■ Directions: What is expected is a word-for-word copy of all the entries.

(Source records)
Issue #334, opened 2017-05-15
Opt performance enhancement


TheMatthew:
Hi, I am currently using your lib to parse json logs that can be very large. I was wondering if it would be possible to make opts have an early failure. The reason I am asking is while 
<code>
try{
return getThing(string);
}catch(exception e){
return defaultValue;
}
</code>

is super readable, the throw catch exception is very slow. It would speed things up a lot having a simple check in front of the field to return if there is no field defined from the get go.

Thanks for such a great and easy to use lib.
:)

johnjaylward:
the try/catch would need to stay in case of exceptions we don't actually plan on. But a pull request to enhance the opt* functions to be more performant would be welcome. Test cases should also be updated if needed in the separate test case project.

stleary:
Sure, you can propose a pull request if you have a code change in mind. Please see the FAQ more guidance on submitting code changes (https://github.com/stleary/JSON-java/wiki/FAQ).  For performance enhancements, it will be helpful if you can provide some timing results to quantify the change.

TheMatthew:
I am checking if I can contribute to the project. Until then, here is an example of code that can do it. It is published in open source under EPL so what you do with it is up to you. ;)

guidomedina:
Hi all, that's a good catch, generally speaking relaying on exceptions for normal code flow is most likely to be slower than doing some checks like in this case if the value is absent.

Throwing exceptions will render stack traces and other things involved which will usually make the code slower by a factor, this can be easily proven, though might be unnecessary as it is a well known fact.

guidomedina:
There are many articles about this but this is one example:

http://stackoverflow.com/questions/1546514/java-exceptions-as-control-flow

johnjaylward:
@guidomedina please don't spam

stleary:
This issue has been superseded by pull request #337, please post future comments there.

PR #337, opened 2017-05-16
Optimizes opt* functions

johnjaylward:
Adjustments to the opt* functions in reference to #334

Notable changes:
* New API functions for `optFloat(key, default)` and `optFloat(key)`
* New API functions for `optNumber(key, default)` and `optNumber(key)`
* New API functions for `getNumber` and `getFloat`
* Update all opt* functions that relied on the get* function throwing an exception to no longer rely on that.

Test speedup over the old implementation is 870s -> 120s for a 2.1 GB file (about 14% of the time; or 86% time saved). See https://github.com/stleary/JSON-java/pull/337#issuecomment-302104179 and https://github.com/stleary/JSON-java/pull/337#issuecomment-302125122

This is a performance enhancement, not a bug fix. Some code is refactored to prevent exceptions from being thrown. Type coercion is also standardized between all the opt* number functions.

**Risks**
low

**Changes to the API?**
New methods added for `optFloat` and `optNumber`. 

No

Broke one unit tests for BigDecimal->BigInteger conversion due to updated coercion rules. Tests has been updated and new tests added for new methods `optFloat` and `optNumber`. See https://github.com/stleary/JSON-Java-unit-test/pull/71 for full changes.

Yes

**Review status**
ACCEPTED, Starting 3 day timer for comments

### DIFF
--- a/JSONObject.java
+++ b/JSONObject.java
@@ -1075,8 +1075,8 @@ public class JSONObject {
      * if there is no value for the index, or if the value is not a number and
      * cannot be converted to a number.
      *
-     * @param index
-     *            The index must be between 0 and length() - 1.
+     * @param key
+     *            A key string.
      * @return The value.
      */
     public float optFloat(String key) {
@@ -1088,8 +1088,8 @@ public class JSONObject {
      * is returned if there is no value for the index, or if the value is not a
      * number and cannot be converted to a number.
      *
-     * @param index
-     *            subscript
+     * @param key
+     *            A key string.
      * @param defaultValue
      *            The default value.
      * @return The value.
--- a/JSONObject.java
+++ b/JSONObject.java
@@ -1068,7 +1068,11 @@ public class JSONObject {
             // jo.optInt("double"); -- will return 1, not an error
             // this conversion to BigDecimal then to BigInteger is to maintain
             // that type cast support that may truncate the decimal.
-            return new BigDecimal(val.toString()).toBigInteger();
+            final String valStr = val.toString();
+            if(isDecimalNotation(valStr)) {
+                return new BigDecimal(valStr).toBigInteger();
+            }
+            return new BigInteger(valStr);
         } catch (Exception e) {
             return defaultValue;
         }
@@ -1759,12 +1763,22 @@ public class JSONObject {
             return false;
         }
     }
-
+    
+    /**
+     * Tests if the value should be tried as a decimal. It makes no test if there are actual digits.
+     * 
+     * @param val value to test
+     * @return true if the string is "-0" or if it contains '.', 'e', or 'E', false otherwise.
+     */
+    protected static boolean isDecimalNotation(final String val) {
+        return val.indexOf('.') > -1 || val.indexOf('e') > -1
+                || val.indexOf('E') > -1 || "-0".equals(val);
+    }
+    
     /**
      * Converts a string to a number using the narrowest possible type. Possible 
      * returns for this function are BigDecimal, Double, BigInteger, Long, and Integer.
-     * 
-     * An Exception is thrown if
+     * When a Double is returned, it should always be a valid Double and not NaN or +-infinity.
      * 
      * @param val value to convert
      * @return Number representation of the value.
@@ -1775,46 +1789,52 @@ public class JSONObject {
         char initial = val.charAt(0);
         if ((initial >= '0' && initial <= '9') || initial == '-') {
             // decimal representation
-            if (val.indexOf('.') > -1 || val.indexOf('e') > -1
-                    || val.indexOf('E') > -1
-                    || "-0".equals(val)) {
+            if (isDecimalNotation(val)) {
                 // quick dirty way to see if we need a BigDecimal instead of a Double
+                // this only handles some cases of overflow or underflow
                 if (val.length()>14) {
                     return new BigDecimal(val);
                 }
-                return Double.valueOf(val);
+                final Double d = Double.valueOf(val);
+                if (d.isInfinite() || d.isNaN()) {
+                    // if we can't parse it as a double, go up to BigDecimal
+                    // this is probably due to underflow like 4.32e-678
+                    // or overflow like 4.65e5324. The size of the string is small
+                    // but can't be held in a Double.
+                    return new BigDecimal(val);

■ Task result:
Issue #334, opened 2017-05-15
Opt performance enhancement


TheMatthew:
Hi, I am currently using your lib to parse json logs that can be very large. I was wondering if it would be possible to make opts have an early failure. The reason I am asking is while 
<code>
try{
return getThing(string);
}catch(exception e){
return defaultValue;
}
</code>

is super readable, the throw catch exception is very slow. It would speed things up a lot having a simple check in front of the field to return if there is no field defined from the get go.

Thanks for such a great and easy to use lib.
:)

johnjaylward:
the try/catch would need to stay in case of exceptions we don't actually plan on. But a pull request to enhance the opt* functions to be more performant would be welcome. Test cases should also be updated if needed in the separate test case project.

stleary:
Sure, you can propose a pull request if you have a code change in mind. Please see the FAQ more guidance on submitting code changes (https://github.com/stleary/JSON-java/wiki/FAQ).  For performance enhancements, it will be helpful if you can provide some timing results to quantify the change.

TheMatthew:
I am checking if I can contribute to the project. Until then, here is an example of code that can do it. It is published in open source under EPL so what you do with it is up to you. ;)

guidomedina:
Hi all, that's a good catch, generally speaking relaying on exceptions for normal code flow is most likely to be slower than doing some checks like in this case if the value is absent.

Throwing exceptions will render stack traces and other things involved which will usually make the code slower by a factor, this can be easily proven, though might be unnecessary as it is a well known fact.

guidomedina:
There are many articles about this but this is one example:

http://stackoverflow.com/questions/1546514/java-exceptions-as-control-flow

johnjaylward:
@guidomedina please don't spam

stleary:
This issue has been superseded by pull request #337, please post future comments there.

PR #337, opened 2017-05-16
Optimizes opt* functions

johnjaylward:
Adjustments to the opt* functions in reference to #334

Notable changes:
* New API functions for `optFloat(key, default)` and `optFloat(key)`
* New API functions for `optNumber(key, default)` and `optNumber(key)`
* New API functions for `getNumber` and `getFloat`
* Update all opt* functions that relied on the get* function throwing an exception to no longer rely on that.

Test speedup over the old implementation is 870s -> 120s for a 2.1 GB file (about 14% of the time; or 86% time saved). See https://github.com/stleary/JSON-java/pull/337#issuecomment-302104179 and https://github.com/stleary/JSON-java/pull/337#issuecomment-302125122

This is a performance enhancement, not a bug fix. Some code is refactored to prevent exceptions from being thrown. Type coercion is also standardized between all the opt* number functions.

**Risks**
low

**Changes to the API?**
New methods added for `optFloat` and `optNumber`. 

No

Broke one unit tests for BigDecimal->BigInteger conversion due to updated coercion rules. Tests has been updated and new tests added for new methods `optFloat` and `optNumber`. See https://github.com/stleary/JSON-Java-unit-test/pull/71 for full changes.

Yes

**Review status**
ACCEPTED, Starting 3 day timer for comments

### DIFF
--- a/JSONObject.java
+++ b/JSONObject.java
@@ -1075,8 +1075,8 @@ public class JSONObject {
      * if there is no value for the index, or if the value is not a number and
      * cannot be converted to a number.
      *
-     * @param index
-     *            The index must be between 0 and length() - 1.
+     * @param key
+     *            A key string.
      * @return The value.
      */
     public float optFloat(String key) {
@@ -1088,8 +1088,8 @@ public class JSONObject {
      * is returned if there is no value for the index, or if the value is not a
      * number and cannot be converted to a number.
      *
-     * @param index
-     *            subscript
+     * @param key
+     *            A key string.
      * @param defaultValue
      *            The default value.
      * @return The value.
--- a/JSONObject.java
+++ b/JSONObject.java
@@ -1068,7 +1068,11 @@ public class JSONObject {
             // jo.optInt("double"); -- will return 1, not an error
             // this conversion to BigDecimal then to BigInteger is to maintain
             // that type cast support that may truncate the decimal.
-            return new BigDecimal(val.toString()).toBigInteger();
+            final String valStr = val.toString();
+            if(isDecimalNotation(valStr)) {
+                return new BigDecimal(valStr).toBigInteger();
+            }
+            return new BigInteger(valStr);
         } catch (Exception e) {
             return defaultValue;
         }
@@ -1759,12 +1763,22 @@ public class JSONObject {
             return false;
         }
     }
-
+    
+    /**
+     * Tests if the value should be tried as a decimal. It makes no test if there are actual digits.
+     * 
+     * @param val value to test
+     * @return true if the string is "-0" or if it contains '.', 'e', or 'E', false otherwise.
+     */
+    protected static boolean isDecimalNotation(final String val) {
+        return val.indexOf('.') > -1 || val.indexOf('e') > -1
+                || val.indexOf('E') > -1 || "-0".equals(val);
+    }
+    
     /**
      * Converts a string to a number using the narrowest possible type. Possible 
      * returns for this function are BigDecimal, Double, BigInteger, Long, and Integer.
-     * 
-     * An Exception is thrown if
+     * When a Double is returned, it should always be a valid Double and not NaN or +-infinity.
      * 
      * @param val value to convert
      * @return Number representation of the value.
@@ -1775,46 +1789,52 @@ public class JSONObject {
         char initial = val.charAt(0);
         if ((initial >= '0' && initial <= '9') || initial == '-') {
             // decimal representation
-            if (val.indexOf('.') > -1 || val.indexOf('e') > -1
-                    || val.indexOf('E') > -1
-                    || "-0".equals(val)) {
+            if (isDecimalNotation(val)) {
                 // quick dirty way to see if we need a BigDecimal instead of a Double
+                // this only handles some cases of overflow or underflow
                 if (val.length()>14) {
                     return new BigDecimal(val);
                 }
-                return Double.valueOf(val);
+                final Double d = Double.valueOf(val);
+                if (d.isInfinite() || d.isNaN()) {
+                    // if we can't parse it as a double, go up to BigDecimal
+                    // this is probably due to underflow like 4.32e-678
+                    // or overflow like 4.65e5324. The size of the string is small
+                    // but can't be held in a Double.
+                    return new BigDecimal(val);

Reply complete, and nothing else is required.